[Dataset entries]

+++

PR #640, opened 2025-01-14
NFT Game Status in agents

kongzii:


prediction_market_agent/agents/microchain_agent/common_functions.py
```diff
@@ -0,0 +1,21 @@
...
+    def description(self) -> str:
+        return "Use this function to get the current date."
+
+    @property
+    def example_args(self) -> list[str]:
+        return []
+
+    def __call__(self) -> str:
+        now = utcnow()
+        return f"Today is {now.strftime('%Y-%m-%d %H:%M:%S')}. The day is {now.strftime('%A')}."
```
kongzii, line 16: If agents update their system prompts, they will be loaded from DB instead of constructed dynamically -- so current date needs to be a callable function instead coded in the system prompt.

prediction_market_agent/agents/microchain_agent/deploy.py
```diff
@@ -71,106 +108,99 @@ def run(
...
-        long_term_memory = LongTermMemoryTableHandler.from_agent_identifier(
-            self.identifier
-        )
-        prompt_handler = PromptTableHandler.from_agent_identifier(self.identifier)
-        unformatted_system_prompt = get_unformatted_system_prompt(
-            unformatted_prompt=self.get_initial_system_prompt(),
-            prompt_table_handler=prompt_handler,
-        )
+    def run_general_agent(self, market_type: MarketType) -> None:
+        if market_type != MarketType.OMEN:
```
kongzii, line 112: PMAT needs a little refactor to pass `MarketType` into `load` method, hotfixing it like this for now here.

prediction_market_agent/agents/microchain_agent/memory_functions.py
```diff
@@ -18,7 +18,9 @@
 
 class LongTermMemoryBasedFunction(Function):
     def __init__(
-        self, long_term_memory: LongTermMemoryTableHandler, model: str
+        self,
+        long_term_memory: LongTermMemoryTableHandler,
+        model: str = "gpt-4o",  # Use model that works well with these functions, provide other one only if necessary.
```
kongzii, line 23: We need `gpt-4o-mini` in these agents because of costs, but mini doesn't create any meaningful summaries/learnings.

So defaulting to `gpt-4o` in these memory functions.

prediction_market_agent/agents/microchain_agent/microchain_agent.py
```diff
@@ -188,6 +192,7 @@ def build_agent(
     api_base: str = "https://api.openai.com/v1",
     long_term_memory: LongTermMemoryTableHandler | None = None,
     import_actions_from_memory: int = 0,
+    max_tokens: int = 8196,
```
kongzii, line 195: Previously default value was 512, but our current system prompt is ~900 tokens, so 512 is too little for the agent to write its own system prompt.

prediction_market_agent/agents/microchain_agent/microchain_agent.py
```diff
@@ -239,7 +246,9 @@ def step_end_callback(agent: Agent, step_output: StepOutput) -> None:
         ).search(limit=import_actions_from_memory)
         agent.history.extend(
             m.metadata_dict
-            for m in latest_saved_memories
+            for m in latest_saved_memories[
+                ::-1
```
kongzii, line 250: Small bug there was!

prediction_market_agent/agents/microchain_agent/microchain_agent.py
```diff
@@ -261,7 +270,7 @@ def step_end_callback(agent: Agent, step_output: StepOutput) -> None:
         engine_help=agent.engine.help
     )
     if bootstrap:
-        agent.bootstrap = [bootstrap]
+        agent.bootstrap.append(bootstrap)
```
kongzii, line 273: Here as well, bootstrap is `list` in Microchain and previously it would override it.

prediction_market_agent/agents/microchain_agent/nft_treasury_game/deploy_nft_treasury_game.py
```diff
@@ -71,6 +92,43 @@ def load(self) -> None:
 
         super().load()
 
+    def before_iteration_callback(self) -> None:
```
kongzii, line 95: Thanks to this, even if the agent stops playing and the pod gets restarted, it will stop right away again - before doing any actions.

prediction_market_agent/agents/microchain_agent/nft_treasury_game/deploy_nft_treasury_game.py
```diff
@@ -71,6 +92,43 @@ def load(self) -> None:
...
+
+    def after_iteration_callback(self) -> None:
+        system_prompt = self.agent.history[0]
+
+        if (
+            not self.game_finished_detected
+            and get_nft_game_status() == NFTGameStatus.finished
+        ):
+            # Switch to more capable (but a lot more expensive) model so that the reflections are worth it.
+            self.agent.llm.generator.model = SupportedModel.gpt_4o.value
```
kongzii, line 112: gpt-4o-mini's didn't write any good system prompts, they were general, without any learnings and ditched even stuff that were already in the system prompt (about the game, etc.)

kongzii: So when the time comes and agent is meant to reflect on its past actions and update its system prompt, this is a hacky switch to a more powerful model.

prediction_market_agent/agents/microchain_agent/nft_treasury_game/deploy_nft_treasury_game.py
```diff
@@ -71,6 +92,43 @@ def load(self) -> None:
...
+            self.agent.history = [
+                system_prompt,  # Keep the system prompt in the new history.
+                # Hack-in the reasoning in a way that agent thinks it's from himself -- otherwise he could ignore it.
+                {
+                    "role": "assistant",
+                    "content": f"""{Reasoning.__name__}(reasoning='The game is finished. Now the plan is:
```
kongzii, line 118: I tried to put this into bootstrap, into the system prompt itself right away, to send it as a message, but nothing worked well.

What seems tow work best is to replace the agent's history with just this reasoning.

prediction_market_agent/agents/microchain_agent/nft_treasury_game/deploy_nft_treasury_game.py
```diff
@@ -280,7 +335,6 @@ def nft_treasury_game_base_prompt(wallet_address: ChecksumAddress) -> str:
 - Address of the NFT contract is {NFT_TOKEN_FACTORY}, there are {n_nft_keys} keys, with token_id {list(range(n_nft_keys))}. 
   - You can own multiple NFT keys. 
   - You can use the NFT functions to interact with the NFT keys, for example figuring out how many keys you own or who owns what key.
-  - You currently own NFT keys with token_ids {nft_token_ids_owned}.
```
kongzii, line 283: Again, once system prompt is in the database, this won't be updated with up-to-date information, so removing it.

prediction_market_agent/agents/microchain_agent/nft_treasury_game/messages_functions.py
```diff
@@ -109,9 +109,25 @@ def __call__(self, wait: int, reason: str) -> str:
         return f"Waited for {wait} seconds to {reason}."
 
 
+class GameRoundEnd(Function):
```
kongzii, line 112: Created a new function for this instead of using `Wait` itself, because with a separate function:

1. We can detect it in the streamlit web app and format it nicely
2. We can detect it after pod is restarted
3. It doesn't confuse the LLM (before it was putting into updated system prompt stuff like "I needed to wait for a year", which is unwanted)

kongzii:
Updated prompt is still lame, but let's see what it does after the game is executed from 0. Right now it's confusing the actions from their history vs. the updated prompt about selling-only strategy.

Screenshot by Dropbox Capture

prediction_market_agent/agents/microchain_agent/nft_treasury_game/deploy_nft_treasury_game.py
```diff
@@ -71,6 +92,45 @@ def load(self) -> None:
 
         super().load()
 
+    def before_iteration_callback(self) -> None:
+        if (
+            self.agent.history
+            and GameRoundEnd.GAME_ROUND_END_OUTPUT in str(self.agent.history[-1])
+            and get_nft_game_status() == NFTGameStatus.finished
+        ):
```
gabrielfior, line 100: I expected NFTGameStatus to be shared across all agents (e.g. a DB table) - like this works, but curious about your rationale behind it?

prediction_market_agent/agents/microchain_agent/deploy.py
```diff
@@ -71,106 +108,99 @@ def run(
...
-                    prompt_handler.save_prompt(get_editable_prompt_from_agent(agent))
+                if self.agent.system_prompt != initial_formatted_system_prompt:
+                    self.prompt_handler.save_prompt(
+                        get_editable_prompt_from_agent(self.agent)
+                    )
+
             iteration += 1
             logger.info(f"{self.__class__.__name__} iteration {iteration} completed.")
+
+            self.after_iteration_callback()
```
gabrielfior, line 152: `before` and `after_iteration_callback` are not microchain functions, rather something you added, right?

prediction_market_agent/agents/microchain_agent/microchain_agent.py
```diff
@@ -134,6 +137,9 @@ def build_agent_functions(
     if allow_stop:
         functions.append(Stop())
 
+    if functions_config.common_functions:
+        functions.extend(f() for f in COMMON_FUNCIONS)
```
gabrielfior, line 141:
```suggestion
        functions.extend(f() for f in COMMON_FUNCTIONS)
```

prediction_market_agent/agents/microchain_agent/nft_treasury_game/tools_nft_treasury_game.py
```diff
@@ -0,0 +1,23 @@
...
+
+
+def get_nft_game_status() -> NFTGameStatus:
+    treasury_balance = get_balances(TREASURY_SAFE_ADDRESS)
+
+    if treasury_balance.total == xDai(0):
+        return NFTGameStatus.finished
+
+    else:
+        return NFTGameStatus.on
```
gabrielfior, line 23:
```suggestion
    if treasury_balance.total == xDai(0):
        return NFTGameStatus.finished

        return NFTGameStatus.on
```

prediction_market_agent/agents/microchain_agent/deploy.py
```diff
@@ -71,106 +108,99 @@ def run(
...
+        initial_formatted_system_prompt = self.agent.system_prompt
 
         iteration = 0
-        while not agent.do_stop and (
+
+        while not self.agent.do_stop and (
             self.max_iterations is None or iteration < self.max_iterations
         ):
-            starting_history_length = len(agent.history)
+            self.before_iteration_callback()
```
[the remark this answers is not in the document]
kongzii: What False? It doesn't return anything, it's just called at the beginning of this cycle.

prediction_market_agent/agents/microchain_agent/nft_treasury_game/deploy_nft_treasury_game.py
kongzii: What other is there to be shared? Once the treasury balance becomes 0, that's shared across all agents from the blockchain itself.

What would be the benefit of saving it in the table? The disadvantage is more complexity and ping (it would take some time after the balance becomes 0, for some cronjob, to check it and update Postgres with it).

prediction_market_agent/agents/microchain_agent/microchain_agent.py
kongzii: No, as this is called when the agent is initialised - but that's also a problem! If `agent.run(iterations=1, resume=False)` is called, this history from memory will get lost! :( I'm not sure how big the fix will be, so I'm going to tackle it right away but in the following PR.

gabrielfior: New PR works for me.
Additional question - I thought here (https://github.com/gnosis/prediction-market-agent/blob/main/prediction_market_agent/agents/microchain_agent/deploy.py#L122) the history gets saved right after the iterations are finished. Why is `agent.run(resume=False)` still a problem, if it calls `run_general_agent` under the hood?

gabrielfior (approved):

prediction_market_agent/agents/microchain_agent/microchain_agent.py
kongzii: Because what's saved in the database doesn't matter from LLM's perspective, only what's in agent's history goes into the prompt. And that is removed if resume=False:

Screenshot by Dropbox Capture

+++

§ REQUIRED ACTION: Look through the entries above; copy each line where the string "list" appears.

§ RESULT FOR THIS TASK:
+    def example_args(self) -> list[str]:
kongzii, line 273: Here as well, bootstrap is `list` in Microchain and previously it would override it.
 - Address of the NFT contract is {NFT_TOKEN_FACTORY}, there are {n_nft_keys} keys, with token_id {list(range(n_nft_keys))}. 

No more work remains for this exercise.